* [Activity] Please return every line of the records below that holds the word "function".
______
PR #648, opened 2018-03-28
[Text] New component

### LINKED ISSUE #158: [Text] initial component
As a consumer, I want a text component to apply the correct styles and semantics to my app's texts, so that the hierarchy is clear to all users.

**AC:**

* Component can display as a number of different text styles (inline-text, paragraphs, and headings)
    * Covers all paragraph styles from spec
* Component can be rendered as any html element in a curated list

**Other Considerations:**
* Complex (not just string) content (i.e. icons)
* Easy truncation
* Additional customization (i.e. color, font style, etc.)
- Separate Heading component built from Text?
- Variants?
- Maybe we could use `context` to dynamically determine the semantically-correct heading level?
    - This would require an app to use _all_ Mineral UI Headings

VictoriaVasys:
### Description
* New component Text
* Add Text demo & examples
* Update website content to use Text 
    * Update Markdown and Typography page
    * Did not update site headings
* Add spec & snapshots

### Motivation and context

Closes #158 

https://158-text--mineral-ui.netlify.com/components/text

### How to test

2. Navigate to Text > confirm that it matches the spec and confirm no spelling errors
3. Navigate to the Typography page & confirm it matches the spec

### Types of changes

### Checklist

Text gif


trotzig:
@VictoriaVasys can you try retriggering that Travis build? I’m hoping that the happo failure is temporary. 

(I’m the author of Happo)

kylegach:
@trotzig We've re-run Travis and it built successfully. Thanks for keeping an eye on things.

trotzig:
Great, thanks! I’ll keep monitoring this but for now let’s just hope it was a one-time thing. I haven’t been able to find a matching server error, which makes me think the 500 is coming from a proxy somewhere.

trotzig:
Sorry for the spam here again, but I just wanted to let you know that I’m working on a way for happo to inherit previous manual accepts. So that you don’t have to do the same thing ocer and over again for each new commit (assuming nothing changed in the happo diff).

kylegach:
Not spam at all. We appreciate how involved you are with our project. :)

brentertz:
This PR should should update the component status page.  
* Add the Text component with a "new" label
* Remove the "new" label from the Select component

src/library/Text/Text.js
```diff
@@ -0,0 +1,165 @@
+/* @flow */
+import React, { Component } from 'react';
+import { createStyledComponent } from '../styles';
+
+type Props = {
+  /** Available horizontal alignments */
+  align?: 'start' | 'end' | 'center' | 'justify',
+  /** Available styles */
+  appearance?: 'h1' | 'h2' | 'h3' | 'h4' | 'h5' | 'h6' | 'mouse' | 'prose',
```
brentertz: Do we need a way for elements to be able to "appear" as normal paragraph text?

brentertz:
Nesting Text elements seems to decrease their font size.

screen shot 2018-03-30 at 6 38 04 am

src/library/Text/Text.js
```diff
@@ -0,0 +1,165 @@
...
+    align,
+    appearance: propAppearance,
+    color,
+    element,
+    fontWeight,
+    noMargins,
+    theme: baseTheme
+  }) => {
+    let theme = componentTheme(baseTheme);
+    const headingValues = ['h1', 'h2', 'h3', 'h4', 'h5', 'h6'];
```
brentertz: `headingValues` could be defined outside of this function so it is only created once.

src/library/Text/Text.js
```diff
@@ -0,0 +1,165 @@
...
+          return align;
+        }
+      })(),
+
+      '&::selection': {
+        backgroundColor: theme.Text_backgroundColor_selected
+      }
+    };
+
+    if (['code', 'kbd', 'samp'].indexOf(element) !== -1) {
```
brentertz: Does this list need to include `pre` as well?  It could maybe also be extracted outside of the function.

brentertz:
Have you given any thought to text style inheritance?  https://facebook.github.io/react-native/docs/text.html#limited-style-inheritance

src/website/app/demos/Text/examples/text.js
```diff
@@ -0,0 +1,19 @@
+/* @flow */
+import IconCloud from 'mineral-ui-icons/IconCloud';
+import Text from '../../../../../library/Text';
+
+export default {
+  id: 'basic',
+  title: 'Basic Usage',
+  description: `Text renders content with the correct styles and semantics.
```
brentertz: This should probably say something about "phrasing content". 

https://developer.mozilla.org/en-US/docs/Web/Guide/HTML/Content_categories#Phrasing_content

src/library/Text/Text.js
```diff
@@ -0,0 +1,165 @@
...
+          return theme[`fontWeight_${fontWeight}`];
+        } else if (isHeadingAppearance && theme.Text_fontWeight) {
+          return theme.Text_fontWeight;
+        } else {
+          return fontWeight || theme.fontWeight_regular;
+        }
+      })(),
+      lineHeight: theme.Text_lineHeight,
+      // Not normalized because we actually want `##em` as applied value
+      marginBottom: !noMargins ? theme.Text_marginBottom : 0,
```
brentertz: The double negative makes this a little weird to read.  Can we reverse the order?

```js
marginBottom: noMargins ? 0 : theme.Text_marginBottom,
```

src/library/Text/Text.js
```diff
@@ -0,0 +1,165 @@
...
+  /** Rendered content */
+  children: React$Node,
+  /** Color of text */
+  color?: string,
+  /** The rendered HTML element, e.g. `'span'`, `'strong'` */
+  element?: string,
+  /** Available font weights */
+  fontWeight?: 'regular' | 'semiBold' | 'bold' | 'extraBold' | number,
+  /** Remove top & bottom margins */
+  noMargins?: boolean
```
brentertz: Should we offer a truncate/noWrap option?  It seems a common enough use case.

src/library/Text/Text.js
```diff
@@ -0,0 +1,165 @@
...
+  });
+}
+
+/**
+ * The Text component provides styles and semantic meaning for text and headings
+ * in a manner consistent with other components.
+ */
+export default class Text extends Component<Props> {
+  static defaultProps = {
+    align: 'start',
```
brentertz: I am not sure that we should have a default value for the align prop.  To me, it seems that not applying a default alignment would be better.  Blocks of text would then be more easily controlled by a parent layout component.

src/library/Text/Text.js
brentertz: BTW, I really like the `element/appearance` props API.
`<Text element="h1" appearance="h3">...` is super clear.

src/website/app/demos/Text/bestPractices.js
```diff
@@ -0,0 +1,95 @@
...
+          This is a paragraph. Lorem ipsum dolor sit amet, consectetur
+          adipiscing elit. Quisque molestie eros at nisl rhoncus, et condimentum
+          dui elementum.
+        </Text>
+      </div>
+    )
+  },
+  {
+    type: 'dont',
+    description: `Don't nest Text components inside one another. The styles will
```
brentertz: Can we not solve this problem?

trotzig:
@kylegach since I’m already using this PR as a discussion board, might as well ask for some more feedback: in your opinion, should a happo run merely adding new examples fail the build? It’s most likely not a failure, but it might be good to draw attention to.

src/library/Text/Text.js
kylegach: No, `pre` only implies that whitespace is preserved, not that it is displaying source code.

src/website/app/demos/Text/examples/text.js
kylegach: I don't think this is true, though. Text can be any of those linked elements, but it can also be a `p` (default), `div`, `blockquote`, and many other non-phrasing elements.

src/library/Text/Text.js
kylegach: Great suggestion.

src/library/Text/Text.js
kylegach: You can thank Victoria for that.

src/website/app/demos/Text/bestPractices.js
kylegach: We did! In addition to auto-inheriting styles when nested, we also change the element to `span` when nested in a `p` (unless a custom element is provided). And you can both opt _in_ to inheritance at the non-nested level as well as opt _out_ of it when nested.

\*phew\*

src/website/app/demos/Text/examples/text.js
brentertz: Fair enough, I guess that I was just trying to help users to create invalid DOM nesting.

src/library/Text/Text.js
brentertz: Thanks @VictoriaVasys 🙌

src/library/Text/Text.js
brentertz: It is usually displayed in a monospace font though.

* https://developer.mozilla.org/en-US/docs/Web/HTML/Element/pre
* https://github.com/necolas/normalize.css/blob/master/normalize.css#L57
* https://github.com/twbs/bootstrap/blob/v4-dev/scss/_reboot.scss#L240

src/website/app/demos/Text/bestPractices.js
brentertz: Awesome! I never doubted you for a second. 🏆

kylegach:
@brentertz — All comments addressed. See last commit.

kylegach:
@trotzig — For our workflow, no, a report with no diffs should not fail the check. I _think_ that would also make sense for most workflows, but hard to say for sure. That said, it's not a big deal to quickly affirm that it's only new snaps and approve the report.

trotzig:
@kylegach I'll hold off on making that change for now. I agree with you, the only worry I have is that examples added or deleted by mistake would go unnoticed, say someone making a fundamental change to the happo config or the local happo setup resulting in a large set of examples going missing. 

Unrelated to that, Happo will now reuse old manual resolutions (accept/reject) to a diff. If the same exact same diff appears again (which is often the case while working on a PR), the previous resolution will be reused.

src/website/app/demos/Text/examples/color.js
```diff
@@ -0,0 +1,30 @@
...
+  id: 'color',
+  title: 'Color',
+  description: `Text can be any color, but be sure to use a
+color/background-color combination with an
+[adequate contrast ratio](/color#guidelines-accessibility).`,
+  scope: { DemoPanel, palette, Text, theme },
+  source: `
+    <div>
+      <Text color={theme.color_text_success}>Success Text</Text>
+      <Text color={palette.magenta_60}>Magenta Text</Text>
```
brentertz: Suggest to rename `palette` to `colors` to match the folder name and perhaps make a better connection for the user.

src/website/app/demos/Text/examples/nested.js
```diff
@@ -0,0 +1,73 @@
...
+semantic elements by default. You can control this behavior with the \`inherit\`
+prop.
+
+<Callout title="Note">
+  <p key={0}>
+    For illustrative purposes, a purple background color and padding have been
+    applied to the Text components below.
+  </p>
+</Callout>`,
+  scope: { createStyledComponent, DemoLayout, palette, Text, theme },
```
brentertz: Again, suggest to rename `palette` to `colors` to match the folder name and perhaps make a better connection for the user.

src/website/app/demos/Text/examples/nested.js
```diff
@@ -0,0 +1,73 @@
...
+      const CustomDiv = createStyledComponent('div', {
+        backgroundColor: palette.sky_10,
+        color: palette.sky_80,
+        fontFamily: 'serif',
+        fontSize: '1.25rem',
+        padding: theme.space_inset_sm
+      });
+      return (
+        <DemoLayout>
+          For non-nested Text components, you can opt <em>in</em> to inheritance
```
brentertz: Since, "inheritance" is a loaded term, I'd suggest to precede it with the word, "style" to be explicit, as in "style inheritance".  (_Here and elsewhere..._)

src/website/app/demos/Text/examples/appearance.js
```diff
@@ -0,0 +1,24 @@
...
+import Text from '../../../../../library/Text';
+
+export default {
+  id: 'appearance',
+  title: 'Appearance',
+  description: 'Apply predefined styles with the `appearance` prop.',
+  scope: { Text },
+  source: `
+    <div>
+      <Text element="h1" appearance="h3">Heading 1 which looks like a Heading 3</Text>
```
brentertz: Not sure this is currently working as expected...

brentertz:
@kylegach I pushed a commit to fix the `contextTypes` issue without using a custom validator.  I also got it partially working using flow and the babel plugin, but it only generated the `contextTypes` property and I could not get it to create the `childContextTypes` property.  I think it is a flaw of the plugin.

Regardless, I think this is a workable solution.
______
* [Result for this task]
brentertz: `headingValues` could be defined outside of this function so it is only created once.
brentertz: Does this list need to include `pre` as well?  It could maybe also be extracted outside of the function.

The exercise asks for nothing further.